After my time in Oxford, I left for the Sächsische Landesbibliothek – Staats und Universitätsbibliothek (SLUB) in Dresden.  Working with the music manuscript curator, I learned that they held a source for one of these Latin Psalm settings, Quemadmodum desiderat, which was not cataloged in RISM – the international database of music manuscripts.  The source, a collection of choir part books from the city church of Löbau, was too badly damaged for me to access personally, but I was allowed access to their microfilm copy.  I quickly realized that this Löbau source was significantly different from the Düben source of this piece I had already consulted.  The Löbau source greatly expanded on the Düben version, expanding the string parts and extending the piece to include coda.  Unfortunately, the Löbau source was so badly damaged that some instrument parts were missing or incomplete.  Peter Wollny’s work on this Löbau source revealed that a similar collection of works existed in the archives of the Nickolaikirche in Luckau, citing this very piece as common to both collections. What luck!  I immediately wrote to the music director of the Nickolaikirche about visiting the archive and adjusted my itinerary accordingly.  Indeed, they held in their collection a manuscript copy of this expanded version of Knüpfer’s work – a complete copy!  Not only does the Nickolaikirche hold the only known copy of this expanded version, they also have yet a third version of this piece for the same expansion of string parts, but significantly altered string writing and text variants in the vocal part.  Unfortunately, they are missing some of these part-books, so this third version is incomplete.  The RISM catalog had wrongly cataloged both of these collections, citing these particular works as “anonymous,” preventing earlier discovery.

wenzel_caleb_15_16_5_

This was a significant find.  Not only does it reveal that Knüpfer reworked one piece into at least three versions; it also revealed an extent to which his music circulated without clear annotation of authorship.  His name does not appear in either Luckau source.  In fact, most pieces in these part books were copied with no annotation of authorship – even though they contained several famous works of Heinhrich Schütz and Johann Kuhnau.  Without Peter Wollny’s work on both collections, which noted the piece common to each collection, I would not have been put on the trail of these manuscript sources.  As such, I have been able to complete editions of two of the three versions of this piece: the smaller Düben version as well as the expanded Luckau/Löobau version.  The alternate expanded version from the Luckau source remains unfinished, but now I have begun a new review of 17th-century manuscript holdings of the region.  Perhaps I will not find a completed third version in manuscript and will have to complete the work myself.  In any case, my critical edition has greater breadth now because of this discovery hidden in an isolated strand of scholarly inquiry and incomplete archival cataloging.
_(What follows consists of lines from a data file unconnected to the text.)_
PR #575, opened 2018-01-21
Various epm updates

zzamboni:
Various epm improvements, including:

- Force output of `is-installed` to `$true` or `$false`, just for cleanliness
- The `metadata` function now returns not only package-provided metadata (if any) but also some base attributes such as package name, install status, source and destination (if installed), and install method.
- The `query` function uses the improved `metadata` function, and prettified output.
- Rudimentary dependency management:   If an installed package has a metadata file, and if the metadata has a    `dependencies` key, then it is expected to be a list of strings    indicating packages that must also be installed.    There is still no error handling for this. If the    installation of dependencies fails, should we just uninstall everything?    Feedback welcome.

### DIFF
--- a/eval/bundled/epm.elv.go
+++ b/eval/bundled/epm.elv.go
@@ -55,7 +55,7 @@ fn dest [pkg]{
 }
 
 fn is-installed [pkg]{
-  put ?(test -e (dest $pkg))
+  put (or (and ?(test -e (dest $pkg)) $true) $false)
 }
 
 fn -package-domain [pkg]{
--- a/eval/bundled/epm.elv.go
+++ b/eval/bundled/epm.elv.go
@@ -228,15 +228,18 @@ fn metadata [pkg]{
 # Print out information about a package
 fn query [pkg]{
   data = (metadata $pkg)
-  echo (edit:styled "Package "$pkg cyan)
-  echo (edit:styled "Source:" blue) (-package-method $pkg) (-package-op $pkg src)
-  if (is-installed $pkg) {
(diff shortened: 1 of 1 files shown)


eval/bundled/epm.elv.go
```diff
@@ -55,7 +55,7 @@ fn dest [pkg]{
 }
 
 fn is-installed [pkg]{
-  put ?(test -e (dest $pkg))
+  put (or (and ?(test -e (dest $pkg)) $true) $false)
```
xiaq: There is a `bool` [builtin](https://elvish.io/ref/builtin.html#bool) for this :)

eval/bundled/epm.elv.go
```diff
@@ -199,28 +199,47 @@ fn -package-op [pkg what]{
...
+  # Base metadata attributes
+  res = [
+    &name= $pkg
+    &method= (-package-method $pkg)
+    &src= (-package-op $pkg src)
+    &dst= (dest $pkg)
+    &installed= (is-installed $pkg)
+  ]
+  # Merge with package-specified attributes, if any
+  mdataf = (-package-metadata-file $pkg)
```
xiaq: Consider making it more verbose, like `metadata-filename`. Then, since this variable is local to `metadata` function, just call it `filename`.

eval/bundled/epm.elv.go
zzamboni: Duh - of course, thanks for the reminder! :)

zzamboni:
Thanks for the feedback! Addressed both points.

PR #606, opened 2018-02-23
sys: cleanup Termios.Lflags 64/32 bits type

zhsj:


xiaq:
I think the current approach is the lesser evil here. Losing type safety is a bigger loss than having to look up how big `Lflags` is on each platform.

Have you discovered an architecture not covered yet by the current two files?

zhsj:
> Have you discovered an architecture not covered yet by the current two files?
>

Not yet. Currently elvish can't build on other architectures due to
dependencies like boltdb.

PR #1769, opened 2024-03-03
Pre exit hook

xofyarg:
allow user to customize pre-exit hook

It is useful when user wants to clean up things that associated with
shell session.

Provide a CallHook internal API for the common usage.

### DIFF
--- a/pkg/eval/eval.go
+++ b/pkg/eval/eval.go
@@ -91,7 +91,11 @@ type Evaler struct {
 // NewEvaler creates a new Evaler.
 func NewEvaler() *Evaler {
 	builtin := builtinNs.Ns()
-	beforeChdirElvish, afterChdirElvish := vals.EmptyList, vals.EmptyList
+
+	newListVar := func(l vals.List) vars.PtrVar { return vars.FromPtr(&l) }
+	preExitHookElvish := newListVar(vals.EmptyList)
+	beforeChdirElvish := newListVar(vals.EmptyList)
+	afterChdirElvish := newListVar(vals.EmptyList)
 
 	ev := &Evaler{
 		global:  new(Ns),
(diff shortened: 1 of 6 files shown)


pkg/eval/hook.go
```diff
@@ -0,0 +1,40 @@
...
+import (
+	"fmt"
+	"os"
+
+	"src.elv.sh/pkg/diag"
+	"src.elv.sh/pkg/eval/vals"
+)
+
+// CallHook runs all the functions in the list "hook", with "args". If
+// "cfg" is not specified, current eval's ports will be used.
```
xiaq, line 12: > current eval's ports will be used

This seems to contradict the implementation, which uses standard files to build ports. Evalers don't actually have associated ports (any more - they probably used to).

Also a TODO is warranted here, since none of the hooks should actually use the standard files:

 - Chdir hooks should use the frame from where `Evaler.Chdir` is called. This is the more problematic case as `cd` can easily be called with redirections.

 - Editor lifecycle should use the TTY passed to initialize it - this is less problematic because the editor is hooked to the stderr, but it makes testing impossible.

pkg/eval/eval.go
```diff
@@ -91,7 +91,11 @@ type Evaler struct {
 // NewEvaler creates a new Evaler.
 func NewEvaler() *Evaler {
 	builtin := builtinNs.Ns()
-	beforeChdirElvish, afterChdirElvish := vals.EmptyList, vals.EmptyList
+
+	newListVar := func(l vals.List) vars.PtrVar { return vars.FromPtr(&l) }
+	preExitHookElvish := newListVar(vals.EmptyList)
+	beforeChdirElvish := newListVar(vals.EmptyList)
+	afterChdirElvish := newListVar(vals.EmptyList)
```
xiaq, line 98: I don't like this change, it makes the `CallHook` calls below ugly: we need an unnecessary `.Get()`, and we lose type safety and have to use a type assertion.

xiaq (approved):
I'll merge this to a branch and add a fixup commit.

xofyarg:
> I'll merge this to a branch and add a fixup commit.

Thanks for taking over!

pkg/eval/eval.go
xofyarg: I thought the var needs to be passed around by reference while protected by a mutex. Is there a general rule for this, like which variables need to be put behind mutex?

xiaq: Oh that's a great point I missed, I'll keep your change.

Yes all _global_ variables need to be mutex-protected, and these are all global variables.

PR #1783, opened 2024-04-01
Try docs

Duncan3142:
Add clarifications to `try` construct docs and extend examples

Addresses comments from https://github.com/elves/elvish/pull/1782 which weren't addressed before it got merged


xiaq:
Thanks. After making the change to require `catch` when using `else` I feel it makes more sense to document that as part of the `else` bullet rather than the overall structure. I've cherry-picked the examples you added in 1d45b6e9ed154b63ebbc3f34ddbb16151ba5fa42, so I'll close this now.

PR #1787, opened 2024-04-10
chore: fix function names in comment

goodfirm:


krader1961:
This looks fine to me but I'm curious how you found these errors. Is this something that can be automated as a lint check that reports such errors? Such as those done by `make most-checks`.

krader1961:
> Thank you for your reply. At present, there is no relevant Lint. I obtained it locally by parsing the ast and manually selecting it

I am curious if you are you working on creating a tool similar to `goimports` or `gofmt` that automates detection of documentation errors such as those fixed by this pull-request. Such a tool would have immense value if the false positives can be kept to zero so that it only reports actual documentation errors that need correction. But even if your tool has a small number of false positives it could still be useful.

xiaq:
Thanks!

@goodfirm do you mind sharing the check you've worked on? Godoc comments for exported functions in the Elvish codebase are always supposed to start with the symbol being documented, so having a check specifically against that would still be useful.

PR #1791, opened 2024-04-19
fix: close cpu profile

testwill:


xiaq:
Thanks!

There's some CI failure due to whitespace formatting.

Issue #1142, opened 2020-09-05
Repeated variable names in assignments or function arguments should be disallowed


hanche:
Consider this:

```
⬥ x x = foo bar
⬥ put $x
⮕ bar
```

or this:

```
⬥ fn foo [x x]{ put $x }
⬥ foo this that
⮕ that
```

You can do the same with option arguments as well. The following example seems particularly confusing:

```
⬥ fn foo [&x=one x]{ put $x }
⬥ foo two
⮕ one
⬥ foo &x=three two
⮕ three
```

This should be an error. It does not seem useful, and can lead to confusing errors.

**Note** however that repeated uses of the blackhole variable `_` is useful and should remain legal:

```
⬥ fn butlast [@_ x _]{ put $x }
⬥ butlast 1 2 3 4 5
⮕ 4
```

krader1961:
I'm inclined to agree with all your points. The `fn foo [&x=one x]{ put $x }` example is particularly insidious because you might expect the option and parameter namespaces to be distinct; and perhaps they should be but that's a different issue.

**Note:** The blackhole var is valid as an option:

```
> [&_=v]{ echo $_ } &_=v2
v2
```

PR #1796, opened 2024-04-29
Add an error handling when duplicated function arguments found 

jeffxchu:
Avoid duplicated arguments in the lambda.

_Before_ we allowed the following `fn` definition including duplicated args
```
> fn foo {|x x| puts $x} 
```
_Now_ we catch duplicated argument 'x' error and display an error message at the compile time in the console. e.g.
```
> compilation error: [interactive]:1:12-12: duplicate argument name 'x'
```

Related to https://github.com/elves/elvish/issues/1142

### DIFF
--- a/pkg/eval/compile_value.go
+++ b/pkg/eval/compile_value.go
@@ -377,10 +377,12 @@ func (cp *compiler) lambda(n *parse.Primary) valuesOp {
 		restArg       int = -1
 		optNames      []string
 		optDefaultOps []valuesOp
+		seenNames     map[string]bool
 	)
 	if len(n.Elements) > 0 {
 		// Argument list.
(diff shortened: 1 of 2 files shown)


pkg/eval/compile_value.go
```diff
@@ -377,10 +377,12 @@ func (cp *compiler) lambda(n *parse.Primary) valuesOp {
 		restArg       int = -1
 		optNames      []string
 		optDefaultOps []valuesOp
+		seenNames     map[string]bool
```
xiaq, line 380: This variable is only used inside the `if len(n.Elements) > 0 { ... }` block, so it's better kept inside that block. The other variables are declared here because they are used throughout the function.

PR #1801, opened 2024-05-03
pkg/cli: disable termios `IXON` flag, which prevents `C-q` and `C-s` keymaps.

plaukiu:
`IXON` and the messages that it enables have no use in current terminals. According to wiki, it's been used to temporarily halt the process whenever slow hardware devices couldn't catch up with outputs. This is not a problem nowadays, so it should be safe to keep this flag disabled.

### DIFF
--- a/pkg/cli/term/setup_unix.go
+++ b/pkg/cli/term/setup_unix.go
@@ -26,6 +26,7 @@ func setup(in, out *os.File) (func() error, error) {
 	term.SetICanon(false)
 	term.SetIExten(false)
 	term.SetEcho(false)
+	term.SetIXON(false)
 	term.SetVMin(1)
 	term.SetVTime(0)
 
--- a/pkg/sys/eunix/termios.go
+++ b/pkg/sys/eunix/termios.go
@@ -63,6 +63,11 @@ func (term *Termios) SetICRNL(v bool) {
 	setFlag(&term.Iflag, unix.ICRNL, v)
 }
 
+// SetICRNL sets the IXON iflag bit
+func (term *Termios) SetIXON(v bool) {
+	setFlag(&term.Iflag, unix.IXON, v)
+}
+
 func setFlag(flag *termiosFlag, mask termiosFlag, v bool) {
 	if v {
 		*flag |= mask


plaukiu:
(I'm sorry if I was too quick with this PR, I get too excited sometimes haha)

pkg/sys/eunix/termios.go
```diff
@@ -63,6 +63,11 @@ func (term *Termios) SetICRNL(v bool) {
 	setFlag(&term.Iflag, unix.ICRNL, v)
 }
 
+// SetICRNL sets the IXON iflag bit
```
xiaq, line 66: Should be "SetIXON ..."

pkg/cli/term/setup_unix.go
```diff
@@ -26,6 +26,7 @@ func setup(in, out *os.File) (func() error, error) {
 	term.SetICanon(false)
 	term.SetIExten(false)
 	term.SetEcho(false)
+	term.SetIXON(false)
```
xiaq, line 29: It should still be possible for the user to explicitly opt into flow control with `stty ixon`. Instead of clearing IXON here (at every new prompt), Elvish should clear IXON exactly once at startup.

Another complicating factor is that Elvish also tries to leave the termios properties unchanged if it's called from another shell - if you call `elvish` from `bash` and exit `elvish`, the termios should be left unchanged. So the overall logic should be like:

At startup, check if IXON is on:
- If it's off, nothing to do.
- If it's on, turn it off and turn it back on before Elvish exits.

The place to do that is probably in `pkg/shell/interact.go`.

xiaq:
I've merged this to a separate branch and noted down some issues to address before merging into master. I'll probably be able to do the fixup myself on Monday, but feel free to open a further PR before that if you like.

pkg/cli/term/setup_unix.go
plaukiu: The usual way to keep termios unchanged that I encountered in terminal applications is to store a copy of the original termios and then reset it on exit.

xiaq:
Sorry I forgot about integrating this for a while 🥲. I applied my followup changes and it's been merged in https://github.com/elves/elvish/commit/9bfc49aa9c1de210b245481888a13784052045bb!

PR #1816, opened 2024-05-26
value-types.md: render `for` as inline code

extemporalgenome:


xiaq:
Thanks, but the usage was a deliberate stylistic choice.

PR #1823, opened 2024-07-06
Update documentation for kind-of

dann-merlin:
This commit updates the documentation of the builtin kind-of function to include the word "type", so it's easier to find for people that are looking for it under that name.


xiaq:
The "kind" is not _really_ a type but I take the point that mentioning the word there is useful (as long as it still exists...)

For a performing musician, it is rare to engage in the musicological process to this extent.  As a conductor who performs a great deal of 17th-century music, I rely heavily on the work of diligent music scholars.  For this project, I am both working with some of the top scholars of 17th-century music as well as engaging in the scholarship first-hand.  Never would I have suspected that what was expected to be a rather routine examination of manuscripts for a critical report would have developed into an archival treasure hunt.  I have a newfound gratitude for music archivists, to be sure.  But this has also given me pause as a performing musician.  When I present this body of works in a concert for the American Bach Society in April, the performance of Quemadmodum desiderat will be more than a fantastic story about some scholar traveling to a small town in Germany to find the last complete copy of a nearly forgotten master composer; it will be my story about finding a masterwork in the least expected of places.